I saw a beautiful result in Wikipedia which was proved by Euler; but I do not know how it can be proved:
$$\pi =1 + \frac{1}{2} + \frac{1}{3} + \frac{1}{4} - \frac{1}{5} + \frac{1}{6} + \frac{1}{7} + \frac{1}{8} + \frac{1}{9} - \frac{1}{10} + \frac{1}{11} + \frac{1}{12} - \frac{1}{13} + \cdots $$
After the first two terms, the signs are determined as follows: If the denominator is a prime of the form $4m - 1$, the sign is positive; if the denominator is a prime of the form $4m + 1$, the sign is negative; for composite numbers, the sign equals the product of the signs of its factors.
There is reference in this Wikipedia page to Carl B. Boyer's A History of Mathematics, Chapter 21., p. 488-489. I found the book on the internet but there is no proof in the book.

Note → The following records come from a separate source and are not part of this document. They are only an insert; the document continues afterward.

PR #759, opened 2016-02-25
Loosing focus in message list when remove a message (Suppr)

misstick:
Actually `_fixCurrentMessage ` should do that stuff but it doesnt work.

When a message is deleted : 
 - [x] next message in the list should be focus,
 - [x] URL should be updated.

When a user navigate with keyboard into messageList : 
 - [x] next message should be focus when I press on `top` key,
 - [x] previous message should be focus when I press on `bottom` key.

### DIFF
--- a/client/app/utils/api_utils.coffee
+++ b/client/app/utils/api_utils.coffee
@@ -40,9 +40,7 @@ module.exports =
 
 
     getCurrentConversation: ->
-        conversationID = MessageStore.getCurrentConversationID()
-        if conversationID?
-            return MessageStore.getConversation(conversationID)?.toJS()
+        MessageStore.getCurrentConversation()?.toJS()
 
 
     getCurrentActions: ->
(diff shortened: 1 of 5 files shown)


frankrousseau:
Could you add comments telling what your function do and why you chose do it that way (if needed).

misstick:
@frankrousseau : I thought function names are the most explicit here, didnt it?

frankrousseau:
Yep, but you can explain how the function works and why you choosed to do it that way.

client/app/utils/api_utils.coffee
```diff
@@ -95,21 +93,21 @@ module.exports =
...
     messageNavigate: (direction, inConv) ->
-        if not onMessageList()
-            return
+        return unless onMessageList()
         conv = inConv and SettingsStore.get('displayConversation') and
             SettingsStore.get('displayPreview')
+
         if direction is 'prev'
-            next = MessageStore.getPreviousMessage conv
+            next = MessageStore.getNextConversation()
```
aenario: this seems reverted.

frankrousseau:
It's ok for me. @aenario Do you think we can merge it?

misstick:
@frankrousseau : I'm adding comments on store, to be more explicit as you asked before

misstick:
@frankrousseau, @aenario : it's OK for me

Thanks a lot for your help.
We want to compute $$S=\sum_{m=1}^{\infty}\frac{(-1)^{s(m)}}{m},$$ where $s(m)$ counts the number of appearances of primes of the form $4k+1$ in the prime decomposition of $m$. Note that $$S=\sum_{n=0}^{\infty}\frac{(-1)^{s(2n+1)}}{2n+1}+\frac{S}{2}\quad\Longrightarrow \quad \frac{S}{2}=\sum_{n=0}^{\infty}\frac{(-1)^{s(2n+1)}}{2n+1}.\tag{1}$$
But the latter sum can be written as $$\sum_{n=0}^{\infty}\frac{(-1)^{s(2n+1)}}{2n+1}=\prod_{k=2}^{\infty}\left(1+\dfrac{(-1)^{\frac{p_{{k}}-1}{2}}}{p_{k}} \right )^{-1},\tag{2}$$ where the product on the right is taken over odd primes. To show the equality, expand each factor on the right into geometric series and multiply them. Further, as shown by answers to this question, this product is equal to $\pi/2$. Being combined with (1), this gives $S=\pi$.